▶ [Instructions to follow]:
Work out how many lines of the listing below hold the word "STDEV", and give that number only.
########
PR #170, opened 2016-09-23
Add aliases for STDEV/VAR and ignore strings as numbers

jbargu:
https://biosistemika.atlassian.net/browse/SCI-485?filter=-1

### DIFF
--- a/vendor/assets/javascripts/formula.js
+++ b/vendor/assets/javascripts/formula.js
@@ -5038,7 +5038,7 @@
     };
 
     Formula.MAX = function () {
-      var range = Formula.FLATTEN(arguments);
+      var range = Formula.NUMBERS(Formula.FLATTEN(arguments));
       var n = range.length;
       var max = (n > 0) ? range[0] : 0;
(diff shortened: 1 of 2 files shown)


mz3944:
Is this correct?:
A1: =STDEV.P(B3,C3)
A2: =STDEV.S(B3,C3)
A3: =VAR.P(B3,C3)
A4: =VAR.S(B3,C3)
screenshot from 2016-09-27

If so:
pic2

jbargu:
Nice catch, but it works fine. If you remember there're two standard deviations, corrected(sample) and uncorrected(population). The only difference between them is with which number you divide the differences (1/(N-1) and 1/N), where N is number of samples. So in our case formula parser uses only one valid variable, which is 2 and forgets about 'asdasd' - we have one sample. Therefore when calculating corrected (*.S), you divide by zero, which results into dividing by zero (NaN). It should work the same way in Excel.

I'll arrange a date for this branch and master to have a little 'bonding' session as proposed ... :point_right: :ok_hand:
########
▶ [Task answer]:
3